The walls are built up stone by stone
The fields divided one-by-one
And the train conductor says
"Take a break, Driver 8, Driver 8, take a break
We've been on this shift too long"

And the train conductor says
"Take a break, Driver 8, Driver 8, take a break
We can reach our destination but we're still a ways away"

I saw a treehouse on the outskirts of the farm
The power lines have floaters so the airplanes won't get snagged
Bells are ringing through the town again
The children look up, all they hear is sky-blue, bells ringing

And the train conductor says
"Take a break, Driver 8, Driver 8, take a break
We can reach our destination, but we're still a ways away"

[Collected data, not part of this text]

PR #436, opened 2024-11-25
OUT-1027  | Hover state over attachments button should be a rectangle, not a circle

arpandhakal:
### Changes

- [x] tapwrite update : change hover to rectangular from circular for attachments button 

### Testing Criteria

image


rrojan (approved):
LGTM 🏆

PR #440, opened 2024-11-27
OUT 1086 Empty states are not shown for IU and CU

aatbip:
### Changes

- [x] Fixes the empty screen in the case `task` is empty

### Testing Criteria
[Screencast from 27-11-24 10:39:45 AM +0545.webm](https://github.com/user-attachments/assets/219fb461-862b-4d00-8a2f-ca339fe426ef)

### DIFF
--- a/src/app/ui/TaskBoard.tsx
+++ b/src/app/ui/TaskBoard.tsx
@@ -88,7 +88,7 @@ export const TaskBoard = ({ mode }: TaskBoardProps) => {
 
   const isNoTasksWithFilter = tasks && !userHasNoFilter && !filteredTasks.length
 
-  if (tasks && tasks.length === 0 && userHasNoFilter && !isTasksLoading) {
+  if (tasks && tasks.length === 0 && userHasNoFilter) {
     return (
       <>
         <TaskDataFetcher token={token ?? ''} />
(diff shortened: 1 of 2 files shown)


src/app/ui/TaskBoard.tsx
```diff
@@ -88,7 +88,7 @@ export const TaskBoard = ({ mode }: TaskBoardProps) => {
 
   const isNoTasksWithFilter = tasks && !userHasNoFilter && !filteredTasks.length
 
-  if (tasks && tasks.length === 0 && userHasNoFilter && !isTasksLoading) {
+  if (tasks && tasks.length === 0 && userHasNoFilter) {
     return (
```
rrojan, line 92: Is there a reason why we are removing `isTasksLoading` check? This would cause a regression for a previous fix. Originally it was intended to remove sideeffects so we don't show "No tasks found" when loading tasks

Right now "No tasks found" state occurs even though there are valid tasks in the following cases:
- When toggling show archived / show unarchived
- Brief flicker on loading tasks board for the first time (happens for a split second but is noticable sometimes like in 0:21 in screencast)

[Screencast from 2024-11-27 13-27-15.webm](https://github.com/user-attachments/assets/15c31c9d-20f2-406f-8d46-2b6f223d3626)

rrojan (changes requested):

rrojan (approved):
LGTM :trophy: 

Please promote this deployment to production after squash and merge.

PR #633, opened 2022-05-09
Renames Improved Attributes

UndeadNappist:
Standardizes the format and should make the pointers for the helpfiles a little easier.

I could also see stripping all the parentheses off for screenreaders and renaming them that way. I don't have any real preference.


luciensadi:
I suspect this one won't be a popular change, because all the people who are used to `acti improved str` now have to type `acti improved attribute (str`. Unless there's a compelling reason to add the extra word, brevity is the way to go here.

UndeadNappist:
The helpfile is named IMPROVED ATTRIBUTES and people repeatedly search for IMPROVED STRENGTH, IMPROVED QUICKNESS, etc. If I renamed it that it'd have a bunch of helpfiles that would pop up all at the same time, plus a huge helpfile name.

I was trying to figure out a decent way for consistency and to make it look cleaner, but Improved A (Strength, etc) might work too?

UndeadNappist:
Made another PR that fixed this issue more cleanly.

But it's still a ways away
But we're still a ways away
But it's still a ways away

Way to shield the hated heat
Way to put myself to sleep
Way to shield the hated heat
Way to put myself, my children to sleep

He piloted this song in a plane like that one
She is selling faith on the Go Tell crusade
Locomotive 8, Southern Crescent, hear the bells ring again
The fields of wheat is lookin' thin

And the train conductor says
"Take a break, Driver 8, Driver 8, take a break
We've been on this shift too long"
And the train conductor says
"Take a break, Driver 8, Driver 8, take a break
We can reach our destination, but we're still a ways away"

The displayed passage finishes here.